I'd buy that argument more if there were more great titles for the Wii (which
has been around ages now) that really used it's remote.

(And I don't believe it's because the Wii is under powered in any way. Yes
it's not a powerful console by todays standards but people have managed to
create great, compelling games with less power than the Wii has.)

> Maybe not, but the physical sensors could be attached to a structure
> resembling a bracelet. Make it wireless and aesthetically pleasing, and I
> could see myself wearing one without feeling silly.

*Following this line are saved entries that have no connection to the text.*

Issue #261, opened 2016-03-22
Need to document API points for RtpSender/RtpReceiver


juberti:
In section 4, Interface, the PC methods are listed but not the sender/receiver/transceiver methods.

juberti:
I think we need to call out:
- PC.addTrack
- RtpSender.active, .mid
- RtpReceiver.active, .mid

I wasn't really thinking about making it look great, just looking at the
pictures there are a fair number of sensors in non-convenient places (higher
up the arm than the wrist and the diagram shows them all over the body). Maybe
they'll improve it but I'm not convinced that you'd get a really good range of
movements monitored without considerable coverage.

------
aggie
I am working in a lab that is developing a similar technology, the main
difference being we use a single muscle site to control two degrees of freedom
(primarily moving a cursor on a screen). We are also working on applications
for severely paralyzed individuals who can use the "ear wiggling" muscles
(auricularis superior--the side of your head) to control anything from a
television remote to a motorized wheelchair. The control isn't perfect, but
with a few hours of training most participants are achieving cursor-to-target
accuracies of around 80%. One participant was able to reach 100% in one
session.

It is fun to play with a muscle-computer interface for a while, but I don't
think it will catch on as a heavy-use gaming controller unless they
significantly improve upon current technology. It is simply too imprecise,
though on/off (button) control like what is used for Guitar Hero is better
suited for it than x,y movement of a cursor. Trying to control the equivalent
actions of what you can do with a PS3 controller is out of the question.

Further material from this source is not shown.